Though not as significant a percentage of the nation’s populace as now, black people have been around in Britain at least since Roman times, and not as slaves either. Spoken-word artist Nego True says it well in the title of his book: “My History is More Than Slavery”. There was black presence in the royal courts from the reign of Henry VII (reigned from 1485 – 1509). The opening of trade links with West Africa, still prior to British involvement in Trans-Atlantic human trafficking, brought more black men and women to our shores. By and large, these people were treated as citizens in a manner completely different from those of their kinsmen who would later be stolen, enslaved, and transported to distant lands. Historian Miranda Kauffman, author of Black Tudors, says
It’s enormously significant,
given how important religion was, that Africans were being baptised and married
and buried within church life. It’s a really significant form of acceptance,
particularly the baptism ritual, which states that ‘through baptism you are
grafted into the community of God’s holy church’, in which we are all one body.
And yet, with the increasing African population came the English
fear that life as it had been known was slipping away. This fear that the English
way of life (an imaginary, artificially monolithic, nostalgic idea) was in some
way coming under attack and that Africans were ‘taking over’, provided rich
soil for anger and hatred. By 1596, the Queen herself was concerned. Writing an
open letter to the Lord Mayor of London, Elizabeth I explained that “there are
of late divers blackmoores brought into this realme, of which kinde of people
there are already here to manae.” A week later, she expressed “her good
pleasure to have those kinde of people sent out of the lande.” No legal action
seems to have been taken, so again in 1601 she argued for the deportation of
black people, complaining about “the great number of Negars and Blackamoors
which (as she is informed) are crept into this realm”. Appealing to a sense of Christian
Nationalism, she condemned these people for “having no understanding of Christ
or his Gospel.” Of course, English merchants, privateers, and the like were
themselves creeping into other realms that England would soon genuinely invade,
and Elizabeth’s xenophobic attitude and words were in fact at variance with
Christ and his gospel, but that irony seems to have been lost.

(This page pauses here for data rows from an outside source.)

PR #1726, opened 2017-11-23
rc: Show a debug warning for unmet command dependencies

lenormf:


mawww:
I dont know about this, do we really want to clutter the debug buffer with all those messages by default ?

I think I'd prefer to get an error message once I try to use a command that does not have its dependencies satisfied, rather than always get them.

I think the underlying principle is that to me, having screen.kak loaded even though screen is not installed should not be viewed as an error, only trying to use screen.kak commands with no screen installed (or more simply without running inside a screen session). I dont think we should have lots of startup errors in the debug buffer for scripts loaded by default that the user is probably not interested in.

lenormf:
I only modified script that provided support for a specific tool/set of tools, so the amount of warnings is rather low (~3) on a typical desktop setup.

I thought it would help people who fine tune their custom `autoload` directory, if they only load scripts that they expect to be using, they'll know right away what they need to install by checking the debug buffer instead of having to read the script to see what commands will be needed.

Also it's a one-time silent warning sort-of hidden away in the debug buffer. The first thing regular users are going to see when they check it because a command they're trying to use doesn't do anything is the name of the script that implements that command, and the name of the expected dependencies.

mawww:
I think we should get an error message when we try to *use* the script, rather than just on load. Its usually the case, as Kakoune will automatically write whatever arrived on a `%sh{...}` stderr to the debug buffer.

I prefer that behaviour because I think displaying those warnings on load clutters the debug buffer, and gives us the habit to ignore that "header" that always appears in it, making us miss some real errors when they do not look different enough from what usually ends up there.

I agree that it can simplify a bit things, for example in the only script that does check on load at the moment `go-tools.kak`, moving the check to commands (needed as some of them run in the background, so detach themselves from stderr) will result in more complex code. So I understand the value of just checking on load, but I still think checking in commands is a better trade-off.

lenormf:
What about commands that have side effects before a non-installed shell command is being executed (e.g. creating temporary files)? Once the error breaks the execution flow, we do have an error, but any side effect that has been triggered to setup the actually execution of the shell command doesn't have a chance of being canceled, so users have to litter their filesystem to have a chance to see what they need to run a command.

I think checking in shell scopes that the program exists before it's being executed is kind of redundant by the way, since -as you said- a "no such file" error is going to be printed in the debug buffer anyway.

If this PR has to be denied, can I make another-one that removes the check in `go-tools.kak` to keep things consistent? After all that shell scope was the only thing that prompted this PR.

TeddyDD:
I'v got an idea:
1. Factor out command check to new core script `requires.kak` (or other suitable name). It would provide`requires <exec name>` command that would check if given executable is in PATH.
All script commands could use it to declare dependencies:
```
define-command foo %{
    require "git hg jq"
    ...
}
```

2. Add option in `reqires.kak` controlling `requires` behaviour when dependencies are not satisfied.
(fail/log to debug/ignore).

mawww:
@TeddyDD that could be a nice direction, but we need to solve another problem before: dependencies between scripts.

Right now we do not handle them, a script has no way to say "I require functionality provided by that other script". This is linked to the current design, where Kakoune knows almost nothing about script files:  we just open the script, execute all commands in it, and we are done. At no point do we know what comes from which script.

The most basic functionality we need is to allow dependencies to be loaded before processing a dependent script. which could be provided by a `source-if-not-yet-sourced <script>` command, requiring minimum infrastructure (we only need to maintain a list of sourced scripts). I fear this would, however, open a big can of worms, as we complexify loading of scripts to be more "programming language like".

lenormf:
I fail to see how a dedicated command to check for a program in the `PATH` is better than a simple scope: 

* the command would basically be a single call to `command`
* factorizing a one-liner into a dedicated script is overkill
* we still can't see what binary dependencies a script has without reading its code, the most complex scripts have one visible command (which would make use of the theoretical `requires` command) buried below more private commands - this is too much to ask from a non-savvy user
* allowing users to control the behavior of the command when a dependency is missing would be a major double standard considering features implementable through options were rejected until now

The PR is going nowhere, so I'm closing it, and users will have to hope for the best when they try commands, for now.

At this time, English privateers like John Hawkins were
already beginning to kidnap and violently enslave Africans. Between 1562 and
1567, Hawkins and his men violently kidnapped thousands of vulnerable villagers
from the coasts of Sierra Leone and Guinea and sold them in the West Indies to
the Spanish. In many ways, though, the British trade was playing catch-up with
the Spanish and Portuguese. The earliest known slaves in British colonies were
around 20 Africans abducted by pirates and purchased in the colony of
Jamestown, Virginia in 1619 and would develop from their into the racially
constructed white supremacist and black brutalising practice most remembered today.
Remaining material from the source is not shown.